Thank you so much for your quick response! I definitely could not have come to that on my own. This is my actual code, copied your example verbatim. Sorry if these are naive questions, I'm still trying to orient myself in the library concepts, as well as computer vision in general.

image

const rect = new gm.Rect(
        pts[0][0],
        pts[0][1],
        pts[1][0],
        pts[1][1],
        pts[3][0],
        pts[3][1],
        pts[2][0],
        pts[2][1]
      );

      const tTransform = new gm.Tensor('float32', [3, 1, 4]);

      gm.generateTransformMatrix(
        rect, // pass the rect
        [480, 640], // this is an output shape you want to have [height, width],
        // e.g you want your quadrilateral to be fixed to a rectangle with
        // width 640 and height 480
        tTransform // we use a placeholder instead of returning a new Tensor,
        // because we want to reuse already allocated memory, and change the value
        // from a call to call without reconstructing the graph
      );

      const operation = gm.perspectiveProjection(input, tTransform, [480, 640]);

      let output2 = gm.tensorFrom(operation);
      sess.init(operation);
      sess.runOp(operation, 1, output2);
      gm.canvasFromTensor(document.getElementById('contours'), output2);

@jamesmfriedman, sorry for a huge delay. There was a little mistake in my code example

const operation = gm.perspectiveProjection(
	input, // input Tensor
	tTransform, // Transformation matrix Tensor
	[480, 640] // the output shape
);

to

const operation = gm.perspectiveProjection(
	input, // input Tensor
	tTransform, // Transformation matrix Tensor
	[480, 640, 4] // the output shape, since shape requires a 3 components
);

Here is an example:
pespective_projection_example.zip

Thanks for the response :). I had eventually figured that out thankfully. I still need to add this to the docs.

@WorldThirteen
The output of the image transform from your example comes out a bit fuzzy (you can see jaggy edges around all the app icons, and really any UI element). Is there any way to have it come out a bit crisper?

image

@calebbergman, Hi!
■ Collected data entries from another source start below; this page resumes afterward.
Issue #1493, opened 2022-08-01
Add support for bzlmod


UebelAndre:
It would be nice if `rules_rust` supported [bzlmod](https://docs.bazel.build/versions/main/bzlmod.html) workflows. Hopefully someone familiar with that can enable that for this project.

cameron-martin:
I don't know that much about bzlmod, but have started having a look at this. Initially I would like to simply replace `rules_rust_dependencies`. However, I'm having some issues. Details in #1528.

hobofan:
I think it makes sense to reopen this? While the work that has been merge, from what I can tell there is still quite a bit of work that needs to happen to "support bzlmod" on a level that it can actually be adopted.

katre:
Are loading crates via bzlmod supported in the current effort?

opicaud:
Hey, 
Please check #2021

csmulhern:
Bazel 7.0 is releasing later this year, with bzlmod becoming on by default. Is anyone working to prioritize this work to align with the release of Bazel 7.0? Looks like there has been some work done in #2021.

UebelAndre:
It unfortunately seems no maintainer has any experience with bzlmod at all. I've asked other members of the Bazel org to help do reviews but I unfortunately haven't seen any support. The Bzlmod changes could probably be merged as long as there's no change to existing code. For anything that needs to change, the more granular the pull-reqeusts can be the easier the rollout will be. My primary concern is that bzlmod just increases the maintenance burden by introducing a second way to to fetch dependencies. So it'd also be helpful if the changes were setup to maintain a single source of truth.

scentini:
I have scheduled some time with Bzlmod experts later this week to peer review this PR with the hope that we can move this PR forward and gain some expertise in the process.

csmulhern:
Makes sense. Thanks for the update.

I would hope long term, Bzlmod becomes the primarily supported way to fetch dependencies, though that's probably quite far in the future.

Shot in the dark, but I have tried to solicit help in this discussion thread: https://github.com/bazelbuild/bazel/discussions/18329.

csmulhern:
> I have scheduled some time with Bzlmod experts later this week to peer review this PR with the hope that we can move this PR forward and gain some expertise in the process.

That sounds great, thanks @scentini. I am happy to dedicate some bandwidth in the coming month to help with contributions (though I also have no prior expertise).

UebelAndre:
[...]

PR #1528, opened 2022-08-25
Support bzlmod

cameron-martin:
This makes rules_rust load dependencies via bzlmod. Currently only basic functionality is completed, such as registering rustc toolchains and compiling crates. Note that it cannot interact with cargo, wasm or load any other rust toolchains such as rustfmt.
    
There is one new module, `examples/bzlmod/hello_world`, that depends on the root `rules_rust` module. This example can be built and run using:
    
```
cd examples/bzlmod/hello_world
bazel run //:hello_world
```

To register toolchains in an ergonomic way, it defines a new "hub" repository that contains all the toolchain proxies, so they can all be registered like so:

```
```

closes https://github.com/bazelbuild/rules_rust/issues/1493


UebelAndre:
re https://github.com/bazelbuild/rules_rust/issues/1493#issuecomment-1227590691

@scentini do you or anyone you have contact with at Google know anything about bzlmod?

scentini:
I'm not familiar with bzlmod, in case we're doing something silly here it's not obvious to me. @Wyverald could you PTAL?

scentini:
cc @meteorcloudy

meteorcloudy:
Bzlmod may have some bugs in Bazel 5.3.0, it's recommended to test with Bazel@HEAD, you can use Bazelisk:
```
export USE_BAZEL_VERSION=last_green
bazelisk build //:hello_world
```
I got the following toolchain error instead of the visibility error:
```
ERROR: /Users/pcloudy/workspace/rules_rust/examples/bzlmod/hello_world/BUILD.bazel:5:12: While resolving toolchains for target //:hello_world: No matching toolchains found for types @rules_rust~override//rust:toolchain_type.
To debug, rerun with --toolchain_resolution_debug='@rules_rust~override//rust:toolchain_type'
If platforms or toolchains are a new concept for you, we'd encourage reading https://bazel.build/concepts/platforms-intro.
```

rust/private/repository_utils.bzl
```diff
@@ -205,15 +205,15 @@ load("@rules_rust//rust:toolchain.bzl", "rust_toolchain")
 
 rust_toolchain(
     name = "{toolchain_name}",
-    rust_doc = "@{workspace_name}//:rustdoc",
-    rust_std = "@{workspace_name}//:rust_std-{target_triple}",
-    rustc = "@{workspace_name}//:rustc",
+    rust_doc = "//:rustdoc",
```
cameron-martin, line 208: If I try to use the repository name in this, I get the following error:

```
ERROR: /home/cameron/.cache/bazel/_bazel_cameron/538574de729809a828a75cd1284ac81c/external/rules_rust~override~toolchains~rust_linux_x86_64__x86_64-unknown-linux-gnu_tools/BUILD.bazel:89:15: no such package '@[unknown repo 'rules_rust~override~toolchains~rust_linux_x86_64__x86_64-unknown-linux-gnu_tools' requested from @rules_rust~override~toolchains~rust_linux_x86_64__x86_64-unknown-linux-gnu_tools]//': The repository '@[unknown repo 'rules_rust~override~toolchains~rust_linux_x86_64__x86_64-unknown-linux-gnu_tools' requested from @rules_rust~override~toolchains~rust_linux_x86_64__x86_64-unknown-linux-gnu_tools]' could not be resolved: Repository '@rules_rust~override~toolchains~rust_linux_x86_64__x86_64-unknown-linux-gnu_tools' is not visible from repository '@rules_rust~override~toolchains~rust_linux_x86_64__x86_64-unknown-linux-gnu_tools' and referenced by '@rules_rust~override~toolchains~rust_linux_x86_64__x86_64-unknown-linux-gnu_tools//:rust_toolchain'
```

rust/repositories.bzl
```diff
@@ -610,20 +610,20 @@ def rust_repository_set(
...
-
-        if "io_bazel_rules_rust" in native.existing_rules():
-            message += "\n\n" + (
-                "Note that the previous name of \"@io_bazel_rules_rust\" is deprecated.\n" +
-                "See https://github.com/bazelbuild/rules_rust/issues/499 for context."
-            )
-
-        message += "\n" + ("=" * 79)
-        fail(message)
+    # # Inform users that they should be using the canonical name if it's not detected
```
cameron-martin, line 613: This errors, because the name of the repository is something like `@rules_rust~override`

cameron-martin:
I've updated the PR with a rough proof of concept that can compile and run a rust binary.

rust/repositories.bzl
meteorcloudy: The `native.existing_rules()` API no longer works in Bzlmod. Since we have strict deps in Bzlmod, it's already impossible for the user to depend on something they didn't declare. Maybe we don't need this check anymore?

rust/private/repository_utils.bzl
meteorcloudy: If you want to use the canonical repo name in a label string, you'll need to use `@@canonical_repo_name//foo:bar`, see https://github.com/bazelbuild/bazel/issues/15593

But I guess it's fine to use the label without repo name here since it's referring to targets in the same repo as the BUILD file resides?

meteorcloudy: /cc @Wyverald

meteorcloudy:
Nice, can you also fix the buildifier errors?

examples/bzlmod/hello_world/MODULE.bazel
```diff
@@ -0,0 +1,18 @@
+module(
+    name = "hello_world",
+    toolchains_to_register = ["@rust_linux_x86_64__x86_64-unknown-linux-gnu//:toolchain"],
```
meteorcloudy, line 3: Please use the `register_toolchain` directive instead of the `toolchains_to_register` attribute. Then you can group it together with the `use_rep` directive.

meteorcloudy: See https://github.com/bazelbuild/bazel/issues/15829

examples/bzlmod/hello_world/MODULE.bazel
```diff
@@ -0,0 +1,18 @@
...
+)
+
+bazel_dep(name = "rules_rust", version = "0.9.0")
+
+local_path_override(
+    module_name = "rules_rust",
+    path = "../../..",
+)
+
+rust_toolchains = use_extension("@rules_rust//:extensions.bzl", "toolchains")
```
meteorcloudy, line 14: I think the toolchain registration can be done in rules_rust's MODULE.bazel file, so that the example module can just depend on rules_rust and get the toolchain for free?

cameron-martin: Which toolchains are available depends on what parameters the user passes to `rust_toolchains.toolchain`. For example, passing `extra_target_triples` generates additional toolchains.

At least, this would be the case if I were to add all the parameters to the tag class that can be forwarded to `rust_register_toolchains`.

rust/private/repository_utils.bzl
cameron-martin: Omitting the repo name looks fine to me in this context.

rust/repositories.bzl
cameron-martin: Do we still need this for non-bzlmod usages? Maybe @UebelAndre would know?

If so, I could add a parameter to ignore this check that only is intended to be used by the bzlmod module extension.

examples/bzlmod/hello_world/MODULE.bazel
cameron-martin: This does seem to be a significant downside to using bzlmod here. Where previously the user of rules_rust didn't have to know which toolchains were registered, they now have to at the least have the following boilerplate in their MODULE.bazel, as well as know how the options passed to `rust_toolchains.toolchain` map to generated repositories:

```
use_repo(
    rust_toolchains,
    "rust_linux_x86_64__x86_64-unknown-linux-gnu",
    "rust_darwin_aarch64__aarch64-apple-darwin",
    "rust_linux_aarch64__aarch64-unknown-linux-gnu",
    "rust_darwin_x86_64__x86_64-apple-darwin",
    "rust_windows_x86_64__x86_64-pc-windows-msvc",
    "rust_freebsd_x86_64__x86_64-unknown-freebsd",
)

register_toolchains(
    "@rust_linux_x86_64__x86_64-unknown-linux-gnu//:toolchain",
    "@rust_darwin_aarch64__aarch64-apple-darwin//:toolchain",
    "@rust_linux_aarch64__aarch64-unknown-linux-gnu//:toolchain",
    "@rust_darwin_x86_64__x86_64-apple-darwin//:toolchain",
    "@rust_windows_x86_64__x86_64-pc-windows-msvc//:toolchain",
    "@rust_freebsd_x86_64__x86_64-unknown-freebsd//:toolchain",
)
```

I can't think of a way to avoid this currently.

meteorcloudy: It seems we lack of a way to dynamically register generated toolchains. @Wyverald Is it possible to support `register_toolchain` in module extension implementation?

Wyverald: it's possible but we decided not to. I think it's a bit late to introduce it at this point for 6.0. Worst comes to worst, we could have a module called "rules_rust_toolchains" that contains nothing but the above in its MODULE.bazel file.

illicitonion: This may be a pretty significant performance regression - each of these toolchains is in a tar which is hundreds of megabytes, so forcing the user to download 6 of these just to get a toolchain definitions, 5 of which they won't use, is pretty bad.

We could re-structure so that the toolchain definitions live in separate repositories from the actual toolchains, to avoid the proactive downloads, but I wanted to highlight that this is a significant API difference from Bazel.

Wyverald: That's very true. The setup you mentioned is the same as the Java toolchains, so at least there's precedent.

I can think of another potential solution to this. We can make the `toolchains` extension generate a "hub" repo (let's say called "toolchains_hub"), which has nothing but a list of aliases pointing to toolchains that the user requested. And then, we could make rules_rust always register everything in `@toolchains_hub//:all`. That would mean whatever the user requests via tags gets registered, without the user having to do anything. Something like the following:

```bzl
# rules_rust/MODULE.bazel
toolchains = use_extension("//:extensions.bzl", "toolchains")
use_repo(toolchains, "toolchains_hub")
register_toolchains("@toolchains_hub//:all")

# rules_rust/extensions.bzl
toolchains = module_extension(_toolchains_impl, tag_classes = ...)
def _toolchains_impl(ctx):
  toolchain_repos = _somehow_get_repos_from_tags(ctx)
  for toolchain_repo in toolchain_repos: rust_toolchain_repo(**toolchain_repo)
  toolchain_hub_repo(name="toolchains_hub", repos=[tr["name"] for tr in toolchain_repos])
rust_toolchain_repo = repository_rule(...)
toolchain_hub_repo = repository_rule(_toolchain_hub_repo_impl, attrs={"repos": attr.string_list()})
def _toolchain_hub_repo_impl(ctx):
  ctx.file("WORKSPACE")
  ctx.file("BUILD", "\n".join(["alias(name='%s', actual='@%s//:toolchain')" % (repo,repo) for repo in ctx.attr.repos]))

# my_project/MODULE.bazel
bazel_dep(name="rules_rust", version="...")
rust_toolchains = use_extension("//:extensions.bzl", "toolchains")
rust_toolchains.toolchain(edition="2021")
```

cameron-martin: This would work well, as long as using `:all` works correctly for toolchain registration. I'll try it out later.

cameron-martin: Regarding the performance regression, is this any different from the current situation? A lot of unused toolchains get registered currently.

meteorcloudy: Even without Bzlmod, all toolchains get registered in WORKSPACE will be fetched for toolchain resolution, so I think this is the same as the current situation.

illicitonion: > Regarding the performance regression, is this any different from the current situation? A lot of unused toolchains for different platforms get registered currently.

Aah good point, we already split out the meta-toolchain from the expensive repo: https://github.com/bazelbuild/rules_rust/blob/cb9ca1b817febcaf8edc28d160866be759825c31/rust/repositories.bzl#L495-L510

Sorry for the noise!

cameron-martin: It looks like toolchain registration doesn't work with `:all`, since I get the following error when I try to use it:

```
ERROR: /home/cameron/Repos/rules_rust/examples/bzlmod/hello_world/BUILD.bazel:5:12: While resolving toolchains for target //:hello_world: No matching toolchains found for types @rules_rust~override//rust:toolchain_type.
To debug, rerun with --toolchain_resolution_debug='@rules_rust~override//rust:toolchain_type'
```

I've updated the PR to use a hub repo anyway, since it does cut down on the boilerplate.

Wyverald: If registering with `:all` isn't working, it's a bug. We have tests (such as https://cs.opensource.google/bazel/bazel/+/master:src/test/java/com/google/devtools/build/lib/skyframe/ToolchainsForTargetsTest.java;l=219;drc=16c4076cd39f43f3ccabbdeb6ab407c2063b038c) ensuring this behavior.

Do you have more information to help us debug? Check the BUILD file you generated to see whether it actually contains toolchains, etc.?

cameron-martin: The BUILD file contains a bunch of aliases to toolchains:

```
alias(name='rust_darwin_aarch64__aarch64-apple-darwin', actual='@rust_darwin_aarch64__aarch64-apple-darwin//:toolchain', visibility = ["//visibility:public"])
alias(name='rust_linux_aarch64__aarch64-unknown-linux-gnu', actual='@rust_linux_aarch64__aarch64-unknown-linux-gnu//:toolchain', visibility = ["//visibility:public"])
alias(name='rust_darwin_x86_64__x86_64-apple-darwin', actual='@rust_darwin_x86_64__x86_64-apple-darwin//:toolchain', visibility = ["//visibility:public"])
alias(name='rust_windows_x86_64__x86_64-pc-windows-msvc', actual='@rust_windows_x86_64__x86_64-pc-windows-msvc//:toolchain', visibility = ["//visibility:public"])
alias(name='rust_freebsd_x86_64__x86_64-unknown-freebsd', actual='@rust_freebsd_x86_64__x86_64-unknown-freebsd//:toolchain', visibility = ["//visibility:public"])
alias(name='rust_linux_x86_64__x86_64-unknown-linux-gnu', actual='@rust_linux_x86_64__x86_64-unknown-linux-gnu//:toolchain', visibility = ["//visibility:public"])
```

The issue seems to be with the interaction between `:all` and aliases. I've filed a bug report at https://github.com/bazelbuild/bazel/issues/16298.

cameron-martin: I've updated this to put all the toolchain proxies into one repository. This does change the public interface, currently does break non-bzlmod usage and does not include rust-analyzer support, but the idea is there.

rust/repositories.bzl
```diff
@@ -597,7 +608,9 @@ def rust_repository_set(
             sha256s = sha256s,
             urls = urls,
             auth = auth,
-        ))
+        )
+
+        all_toolchain_names.append("@{name}//:toolchain".format(name = name))
 
     # This repository exists to allow `rust_repository_set` to work with the `maybe` wrapper.
```
cameron-martin, line 615: I can't say that I really understand the point of this repository. `ALL_TOOLCHAINS` from the repository does not seem to be used anywhere. Can anyone explain this to me?

UebelAndre: To my knowledge, the content of this repository is not used. As the comment states, it's only there to allow `rust_repository_set` to satisfy the `maybe` interface.

cameron-martin: Makes sense.

rust/repositories.bzl
UebelAndre: Sorry, missed this one. The code here can be deleted. I opened https://github.com/bazelbuild/rules_rust/pull/1577 to do so.

cameron-martin: Thanks!

benbrittain:
Is there any work I can take on here to help this get landed?

extensions.bzl
```diff
@@ -0,0 +1,45 @@
...
+                name = "raw_cargo_{}_{}".format(crate.name, crate.version.replace(".", "_")),
+                sha256 = crate.sha256,
+                url = "https://crates.io/api/v1/crates/{}/{}/download".format(crate.name, crate.version),
+                strip_prefix = "{}-{}".format(crate.name, crate.version),
+                type = "tar.gz",
+                build_file_content = _create_build_file_content(crate.name),
+            )
+
+raw_cargo_crate = tag_class(attrs = {"name": attr.string(), "version": attr.string(), "sha256": attr.string()})
+raw_cargo = module_extension(
```
jfirebaugh, line 42: I see `raw_cargo` is used to establish internal dependency on the tinyjson crate. Probably not something intended to be a public API. Perhaps move to `rust/private/extensions.bzl`?

UebelAndre:
@cameron-martin hey, any updates?

cameron-martin:
> @cameron-martin hey, any updates? smile

Sorry I've been busy with other things. I may be able to get back to this in the next week or so.

extensions.bzl
cameron-martin: You're right.

opicaud:
hello @cameron-martin, do you have any update ?
Thanks!

matts1:
I've got a prototype working for a module extension for bzlmod. It's still very much a WIP, and needs a lot of cleaning up, but you can at least build examples/bzlmod/crates_repository.

https://github.com/matts1/rules_rust/tree/module_extension_prototype

TLDR on how to use:
```
crates_vendor = use_extension("@rules_rust//:extensions.bzl", "crates_vendor")
crates_vendor.crates_vendor(
    lockfile = "//:cargo-bazel-lock.json",
)
use_repo(
    crates_vendor,
    crates = "crates_crates_repository",
)
```

cameron-martin:
I've rebased this PR. Here are the main things that need finishing:

- [ ] Support other types of toolchains (rust analyzer, rustfmt, some wasm stuff that I don't fully understand).
- [ ] Support all options when registering toolchains via bzlmod.
- [ ] Work out how to run the examples without having to cd into examples/bzlmod/hello_world

examples/bzlmod/hello_world/MODULE.bazel
cameron-martin: This hub repository now duplicates the toolchain proxies instead of replaces them, so the public API does not change.

cameron-martin:
We also have to consider the API for the module extensions. How many module extensions do we want? Just a single one, called "rust" for everything including crates_universe, etc? One per top-level package, e.g. rust, crates_universe, cargo?

MODULE.bazel
```diff
@@ -0,0 +1,23 @@
+module(
+    name = "rules_rust",
+    version = "0.9.0",
+)
```
matts1, line 4: rules_go put the following in their MODULE.bazel. I think we should add something similar to rules_rust:

`print("WARNING: The rules_go Bazel module is still highly experimental and subject to change at any time. Only use it to try out bzlmod for now.")`

https://github.com/bazelbuild/bazel-central-registry/blob/main/modules/rules_go/0.33.0/MODULE.bazel#L7

matts1:
IMO, we should seperate them into areas of concern, similar to how [other bzlmod modules](https://github.com/bazelbuild/rules_python/blob/main/examples/bzlmod/MODULE.bazel) do it.

examples/bzlmod/hello_world/MODULE.bazel
```diff
@@ -0,0 +1,19 @@
...
+    version = "1.0",
+)
+
+bazel_dep(name = "rules_rust", version = "0.9.0")
+local_path_override(
+    module_name = "rules_rust",
+    path = "../../..",
+)
+
+rust_toolchains = use_extension("@rules_rust//rust:extensions.bzl", "toolchains")
```
cameron-martin, line 12: This module extension should probably be called "rust".

MODULE.bazel
```diff
@@ -0,0 +1,21 @@
...
+bazel_dep(name = "platforms", version = "0.0.5")
+bazel_dep(name = "rules_cc", version = "0.0.1")
+bazel_dep(name = "bazel_skylib", version = "1.2.0")
+bazel_dep(name = "apple_support", version = "0.13.0")
+
+# Load tinyjson without using the process wrapper
+raw_cargo = use_extension("//rust/private:extensions.bzl", "raw_cargo")
+raw_cargo.crate(
+    name = "tinyjson",
+    sha256 = "1a8304da9f9370f6a6f9020b7903b044aa9ce3470f300a1fba5bc77c78145a16",
```
cameron-martin, line 15: These values should probably be shared with the non-bzlmod implementation

matts1: PTAL at the PR I sent you. Amongst other things, it shares the values.

https://github.com/cameron-martin/rules_rust/pull/1/commits/0760cf7516a75eae59dbcf7f20316b6bb55642c6

cameron-martin:
This should now be ready to review.

rust/extensions.bzl
```diff
@@ -0,0 +1,42 @@
...
+load(
+    "//rust/private:repository_utils.bzl",
+    "DEFAULT_EXTRA_TARGET_TRIPLES",
+    "DEFAULT_NIGHTLY_VERSION",
+    "DEFAULT_STATIC_RUST_URL_TEMPLATES",
+)
+load(":repositories.bzl", "rust_register_toolchains")
+
+def _rust_impl(ctx):
+    mod = ctx.modules[0]
```
matts1, line 12: Nit: Don't think this is guaranteed to be the root module.

`mod = [m for m in ctx.modules if m.is_root][0]`

UebelAndre:
cc @scentini @krasimirgg Hoping one of you two know anything about `bzlmod` and would be able to review this 😅

scentini:
I read up a bit on `bzlmod` and unless someone with in-depth knowledge offers to do the review, I'll claim the 'expert' title. This PR LGTM, and aside from rebasing and updating the version in `MODULE.bazel`, I'd try merging.

MODULE.bazel
```diff
@@ -0,0 +1,18 @@
...
+
+print("WARNING: The rules_rust Bazel module is still highly experimental and subject to change at any time. Only use it to try out bzlmod for now.")  # buildifier: disable=print
+
+bazel_dep(name = "platforms", version = "0.0.5")
+bazel_dep(name = "rules_cc", version = "0.0.1")
+bazel_dep(name = "bazel_skylib", version = "1.2.0")
+bazel_dep(name = "apple_support", version = "1.3.1")
+
+non_bzlmod_deps = use_extension("//rust/private:extensions.bzl", "non_bzlmod_deps")
+non_bzlmod_deps.non_bzlmod_deps()
```
Wyverald, line 14: this line is unnecessary. the `use_extension` clause is enough to triger the extension

Wyverald (commented):
had a brief pass, mostly looks good! I didn't read the actual implementation very deeply.

MODULE.bazel
```diff
@@ -0,0 +1,18 @@
+module(
+    name = "rules_rust",
+    version = "0.9.0",
```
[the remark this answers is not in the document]
cameron-martin: I've updated this to the same version as in `version.bzl`

rust/private/extensions.bzl
```diff
@@ -0,0 +1,16 @@
...
+
+def _non_bzlmod_deps_impl(_module_ctx):
+    http_archive(**TINYJSON_KWARGS)
+
+non_bzlmod_deps_non_bzlmod_deps = tag_class(attrs = {})
+non_bzlmod_deps = module_extension(
+    doc = "Dependencies for rules_rust",
+    implementation = _non_bzlmod_deps_impl,
+    tag_classes = dict(
+        non_bzlmod_deps = non_bzlmod_deps_non_bzlmod_deps,
```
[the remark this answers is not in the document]
cameron-martin: Renamed to `internal_deps`

MODULE.bazel
cameron-martin: Fixed

scentini:
Thank you @Wyverald !

scentini (approved):

meteorcloudy:
Nice! Will there be the next step to integrate with cargo to actually fetch rust dependencies?

examples/bzlmod/hello_world/MODULE.bazel
```diff
@@ -0,0 +1,19 @@
...
+    version = "1.0",
+)
+
+bazel_dep(name = "rules_rust", version = "0.9.0")
+local_path_override(
+    module_name = "rules_rust",
+    path = "../../..",
+)
+
+rust = use_extension("@rules_rust//rust:extensions.bzl", "rust")
```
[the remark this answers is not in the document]
cameron-martin: Currently only the toolchains declared in the top level module are registered. There was an unresolved discussion on whether this was the correct thing to do [here](https://github.com/bazelbuild/rules_rust/pull/1842#discussion_r1116293025), but currently the toolchain that rules_rust defines would not get registered.

cameron-martin:
> Nice! Will there be the next step to integrate with cargo to actually fetch rust dependencies?

@matts1 currently has a PR for this here: https://github.com/bazelbuild/rules_rust/pull/1910

examples/bzlmod/hello_world/MODULE.bazel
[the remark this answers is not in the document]
meteorcloudy: Got it, thanks!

Thanks for the interest in GammaCV! For now, our perspective correction algorithm doesn't include antialiasing strategy, we plan to add it in the nearest future. But now that is how it works for this example, for a source with less skew, the result will be better.

@WorldThirteen
Ok. Well I'll be on the lookout for the anti-aliasing strategy implementation then ;) Thanks so much!